When transit services are running every 30 minutes or worse, you can’t assume they connect with each other just because they cross on the map. Schedules need to be coordinated to make connections at low frequencies possible. The only technique that does this comprehensively is called a pulse or timed transfer.
A pulse is a regularly scheduled event, usually happening at the same time each hour, in which transit vehicles from a range of routes — usually running every 30 or 60 minutes — are scheduled to all meet together. A group of hourly local routes, for example, might all come to the pulse point between :22 and :25 after the hour and leave at :30. That way, nobody has to wait more than 8 minutes for a connection even though the services in question are hourly.
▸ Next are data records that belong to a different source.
PR #5063, opened 2023-11-13
chore(snc): fix snc error in src/testing/test-transpile.ts

alicewriteswrongs:
Just fixing some snc errors in this file

There's a few errors here!

## What is the new behavior?

There are now fewer errors! Amazing!

- [ ] Yes
- [x] No

## Testing

I think if CI is passing and whatnot we should be good.

### DIFF
--- a/src/testing/test-transpile.ts
+++ b/src/testing/test-transpile.ts
@@ -35,6 +35,6 @@ export function transpile(input: string, opts: TranspileOptions = {}): Transpile
  * @param stencilTranspilePaths a value to 'parse'
  * @returns a boolean
  */
-function parseStencilTranspilePaths(stencilTranspilePaths: string): boolean {
+function parseStencilTranspilePaths(stencilTranspilePaths: string | undefined): boolean {
   return stencilTranspilePaths === 'true' ? true : false;
 }


src/testing/test-transpile.ts
```diff
@@ -10,12 +10,12 @@ export function transpile(input: string, opts: TranspileOptions = {}): Transpile
     coreImportPath: isString(opts.coreImportPath) ? opts.coreImportPath : '@stencil/core/internal/testing',
     currentDirectory: opts.currentDirectory || process.cwd(),
     module: 'cjs', // always use commonjs since we're in a node environment
-    proxy: null,
+    proxy: undefined,
     sourceMap: 'inline',
-    style: null,
+    style: undefined,
```
alicewriteswrongs, line 15: This is typed thusly:

https://github.com/ionic-team/stencil/blob/fa074ad852bda39ccd0a1c5f983cf16735593e82/src/declarations/stencil-public-compiler.ts#L2702-L2706

src/testing/test-transpile.ts
```diff
@@ -10,12 +10,12 @@ export function transpile(input: string, opts: TranspileOptions = {}): Transpile
     coreImportPath: isString(opts.coreImportPath) ? opts.coreImportPath : '@stencil/core/internal/testing',
     currentDirectory: opts.currentDirectory || process.cwd(),
     module: 'cjs', // always use commonjs since we're in a node environment
-    proxy: null,
+    proxy: undefined,
```
alicewriteswrongs, line 13: this too!

https://github.com/ionic-team/stencil/blob/fa074ad852bda39ccd0a1c5f983cf16735593e82/src/declarations/stencil-public-compiler.ts#L2696-L2701

alicewriteswrongs (commented):
notes!

src/testing/test-transpile.ts
```diff
@@ -15,7 +15,9 @@ export function transpile(input: string, opts: TranspileOptions = {}): Transpile
     style: null,
     styleImportData: 'queryparams',
     target: 'es2015', // default to es2015
-    transformAliasedImportPaths: parseStencilTranspilePaths(process.env.__STENCIL_TRANSPILE_PATHS__),
+    transformAliasedImportPaths: parseStencilTranspilePaths(
+      process.env.__STENCIL_TRANSPILE_PATHS__ as unknown as string,
```
tanner-reits, line 19: Does this need to be cast as `unknown` first? I think you can get away with just `as string` since the type is already `string | undefined`. Alternatively could just be:

```suggestion
      process.env.__STENCIL_TRANSPILE_PATHS__!,
```

Think they all work fine tho so nbd.

tanner-reits (approved):

tanner-reits (approved):

src/testing/test-transpile.ts
```diff
@@ -15,7 +15,9 @@ export function transpile(input: string, opts: TranspileOptions = {}): Transpile
     style: null,
     styleImportData: 'queryparams',
     target: 'es2015', // default to es2015
-    transformAliasedImportPaths: parseStencilTranspilePaths(process.env.__STENCIL_TRANSPILE_PATHS__),
+    transformAliasedImportPaths: parseStencilTranspilePaths(
+      process.env.__STENCIL_TRANSPILE_PATHS__ as string,
+    ),
```
rwaskiewicz, line 20: I'm not sure we (safely) can assert this to be a string. From my understanding, we rely on `parseStencilTranspilePaths` to do the transformation for the value assigned to `transformAliasedImportPaths` - I would think `parseStencilTranspilePaths` should accept any of the types of `__STENCIL_TRANSPILE_PATHS__`. Currently, it's typed as:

Often, pulses are organized around a main transit line, such as a trunk bus or rail line that takes you to a nearby larger city. In these cases, the main line vehicle usually doesn’t dwell as the local buses do, since it’s the most crowded service and hence the most speed-sensitive. Instead, the locals arrive a few minutes before the trunk passes through, and leave a couple of minutes after.
Pulses are the only way to provide connection wait times that are much, much better than the frequency of the services involved. A pure pulse is also equally convenient for connections between any pair of lines, and thus for travel in any direction.
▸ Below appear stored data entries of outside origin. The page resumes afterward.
Issue #4745, opened 2023-08-31
bug: popover is not a known attribute of [element]


gfellerph:
### Prerequisites

- [X] I have read the [Contributing Guidelines](https://github.com/ionic-team/stencil/blob/main/CONTRIBUTING.md).
- [X] I agree to follow the [Code of Conduct](https://github.com/ionic-team/stencil/blob/main/CODE_OF_CONDUCT.md).
- [X] I have searched for [existing issues](https://github.com/ionic-team/stencil/issues) that already report this problem, without success.

### Stencil Version

3.4.2

### Current Behavior

When adding an element with the popover attribute `<div popover></div>`, there is a typescript error on the console.

```shell
Type '{ popover: true; }' is not assignable to type
'HTMLAttributes<HTMLDivElement>'.Property 'popover' does not exist
on type 'HTMLAttributes<HTMLDivElement>'.
     <Host data-version={version}>
       <div popover></div>
       <div class="tabs-wrapper">
rebuild failed, watching for changes... in 106 ms
```

### Expected Behavior

The standard popover attribute is a known attribute.

### System Info

```shell
System: node 16.20.0
    Platform: darwin (22.5.0)
   CPU Model: Apple M1 Pro (8 cpus)
    Compiler: /Users/.../design-system/node_modules/.pnpm/@stencil+core@3.4.2/node_modules/@stencil/core/compiler/stencil.js
       Build: 1690208000
     Stencil: 3.4.2 ☀️
  TypeScript: 5.0.4
      Rollup: 2.42.3
      Parse5: 7.1.2
      Sizzle: 2.42.3
      Terser: 5.18.1
```

### Steps to Reproduce

Write a component that uses `popover` on any element.

### Code Reproduction URL

https://github.com/gfellerph/stencil-popover-repro

rwaskiewicz:
Thanks @gfellerph! I've confirmed that this is an issue in the typings - we'll keep an eye on `popover`  (which is still marked as [experimental/in technical preview in Firefox and Safari](https://developer.mozilla.org/en-US/docs/Web/API/HTMLElement/popover#browser_compatibility)) and add it accordingly. Thanks again!

alicewriteswrongs:
The fix for this issue has been released as a part of today's [Stencil v4.8.0 release](https://github.com/ionic-team/stencil/releases/tag/v4.8.0)!

PR #5064, opened 2023-11-13
feat(declarations): add popover attributes to JSX declarations

tanner-reits:

Stencil's JSX declarations do not support `popover` or associated popover attributes

Closes: #4745 

## What is the new behavior?

- Adds the `popover` attribute to the base `HTMLAttributes`
- Adds `popoverTargetAction`, `popoverTargetElement`, and `popoverTarget` to the declarations for button and input

- [ ] Yes
- [X] No

## Testing

**Automated testing**

Can't run automated tests because `popover` is not supported in all browsers we run e2e tests against via BrowserStack

**Manual testing**

Installed a build of this branch in a started project and was able to build a demo using popovers and triggers.

## Other information

`popover` is not yet supported in all browsers. It will be up to the developer to decide when they can leverage these APIs

### DIFF
--- a/src/declarations/stencil-public-runtime.ts
+++ b/src/declarations/stencil-public-runtime.ts
@@ -901,8 +901,8 @@ export namespace JSXBase {
     value?: string | string[] | number;
 
     // popover
-    popoverTargetAction?: 'hide' | 'show' | 'toggle';
-    popoverTargetElement?: Element;
+    popoverTargetAction?: string;
+    popoverTargetElement?: Element | null;
     popoverTarget?: string;
   }
 
@@ -1081,8 +1081,8 @@ export namespace JSXBase {
     width?: number | string;
 
     // popover
-    popoverTargetAction?: 'hide' | 'show' | 'toggle';
-    popoverTargetElement?: Element;
+    popoverTargetAction?: string;
+    popoverTargetElement?: Element | null;
     popoverTarget?: string;
   }
 
@@ -1374,7 +1374,7 @@ export namespace JSXBase {
     tabIndex?: number;
     tabindex?: number | string;
     title?: string;
-    popover?: 'auto' | 'manual';
+    popover?: string | null;
 
     // Unknown
     inputMode?: string;
--- a/src/declarations/stencil-public-runtime.ts
+++ b/src/declarations/stencil-public-runtime.ts
@@ -899,6 +899,11 @@ export namespace JSXBase {
     name?: string;
     type?: string;
     value?: string | string[] | number;
+
+    // popover
+    popoverTargetAction?: 'hide' | 'show' | 'toggle';
+    popoverTargetElement?: Element;
+    popoverTarget?: string;
   }
 
   export interface CanvasHTMLAttributes<T> extends HTMLAttributes<T> {
@@ -1074,6 +1079,11 @@ export namespace JSXBase {
     webkitdirectory?: boolean;
     webkitEntries?: any;
     width?: number | string;
+
+    // popover
+    popoverTargetAction?: 'hide' | 'show' | 'toggle';
+    popoverTargetElement?: Element;
+    popoverTarget?: string;
   }
 
   export interface KeygenHTMLAttributes<T> extends HTMLAttributes<T> {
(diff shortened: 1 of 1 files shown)


tanner-reits:
I tried writing an e2e test just to verify that everything is working correctly inside a Stencil component, but, AFAICT, there isn't a way to detect when the "popover" element is actually displayed or not. The element always exists in the DOM, but when displayed it lives in the [top-layer](https://developer.chrome.com/blog/what-is-the-top-layer/) which I couldn't find a way to know when an element is in that.

src/declarations/stencil-public-runtime.ts
```diff
@@ -1364,6 +1374,7 @@ export namespace JSXBase {
     tabIndex?: number;
     tabindex?: number | string;
     title?: string;
+    popover?: 'auto' | 'manual';
```
tanner-reits, line 1377: So, this deviates a bit from the reproduction case in the linked issue and the [HTML spec](https://developer.mozilla.org/en-US/docs/Web/HTML/Global_attributes/popover) for the global `popover` attribute. According to the spec, the `popover` attribute will default to "auto" if you do something like this:

```html
<div popover>...</div>
```

But, if we update our declaration here to be:
```ts
popover?: true | 'auto' | 'manual';
```
and write the same HTML, we actually end up getting the behavior for the "manual" value because it does not reflect the attribute correctly.

Not sure if this is something we've encountered before or can get around, but wanted to call it out since with this definition you'll be forced to explicitly set "auto" or "manual".

tanner-reits (commented):
Noting one thing

src/declarations/stencil-public-runtime.ts
alicewriteswrongs: should we maybe leave a jsx comment here to that effect?

rwaskiewicz: +1 for a comment here.

Looking at `lib.dom.ts`, it gets typed as:
```
    popover: string | null;
```
I assume they use `string` here rather than `'auto' | 'manual'` to:
1. allow for additional values to be added to [the spec ](https://html.spec.whatwg.org/multipage/popover.html#the-popover-attribute)
2. adhere to this part of the spec: "The [popover](https://html.spec.whatwg.org/multipage/popover.html#attr-popover) attribute's [invalid value default](https://html.spec.whatwg.org/multipage/common-microsyntaxes.html#invalid-value-default) is the [manual](https://html.spec.whatwg.org/multipage/popover.html#attr-popover-manual-state) state..."

In the case of `null`, I think that's to handle the latter part of the same sentence in the spec (emphasis mine):
> The [popover](https://html.spec.whatwg.org/multipage/popover.html#attr-popover) attribute's [invalid value default](https://html.spec.whatwg.org/multipage/common-microsyntaxes.html#invalid-value-default) is the [manual](https://html.spec.whatwg.org/multipage/popover.html#attr-popover-manual-state) state and i**ts [missing value default](https://html.spec.whatwg.org/multipage/common-microsyntaxes.html#missing-value-default) is the no popover state.**

Thoughts on aligning this with `lib.dom.ts`' typings?

rwaskiewicz (changes requested):

src/declarations/stencil-public-runtime.ts
tanner-reits: We can do that. Thoughts on typing it as `'auto' | 'manual' | string | null`? I know that's different from the spec a bit, but offers a bit of intellisense for devs. But, I also get if we don't wanna do that in case they remove one of those values. Any preference?

rwaskiewicz: I think that's fine - I doubt one of those will be removed, so the only thing I wanna watch out for is making sure `string` there doesn't widen "over" the `auto | manual` (basically ensure that the intellisense works for those value).

tanner-reits: `string` did widen over the other types so I just ended up matching the `lib.dom.ts` types.

rwaskiewicz (approved):

alicewriteswrongs (approved):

For this reason they are used almost universally, in North America, in small-city networks where frequencies are low and often also in suburban areas of large cities. If you’re in a North American suburb or small city and see a large number of buses hanging out together on a street corner, you’re probably watching a pulse.
I was introduced to pulse scheduling in Portland at a tender age. I was a teenage transit geek then an undergraduate working part time at TriMet, the transit agency. This happened to be the period (1979-85) when the lattice of suburban pulse networks was being constructed.
We spent a lot of time thinking about how the pulses interact with each other. For example, if you have a pulse of buses at Beaverton Transit Center at :05 and :35 past the hour, and one route goes from Beaverton to Sunset Transit Center in 12-14 minutes, how do you schedule the Sunset Transit Center pulse? Do you set it at :20 and :40, so that this connecting route can serve both pulses but with just a few minutes to spare? When this route is late, a lot of connections will be missed and a lot of people stranded. Or do we just set the Sunset pulse at :05 and :35, so that the bus linking the two transit centers has lots of spare time but now has too much time to kill and will tend to arrive inconveniently early for one pulse or the other. Or do we just accept that this line isn’t going to hit one or the other of the pulses precisely?

In lattices of multiple pulses, the travel times between the pulse points become critical. In this example, if Lines 1 and 2 have different travel times between the two pulse points, the timing may not work well for both of them. Good network design thinks about this problem as routes are being designed.
To do pulse scheduling, we have to plan the pulse schedule as we’re designing the network. In the two-pulse problem I outlined above, we will think hard about the line connecting the two pulses and ask if we can either make it a little shorter (so that it will get there more reliably in 15 minutes) or a little longer (so that it will get there in 30 minutes without so much time to spare). I have designed some large networks with multiple pulse points, all designed to work harmoniously. To do that, I’ve always designed lines between pulse points with the specific goal of making them a certain length.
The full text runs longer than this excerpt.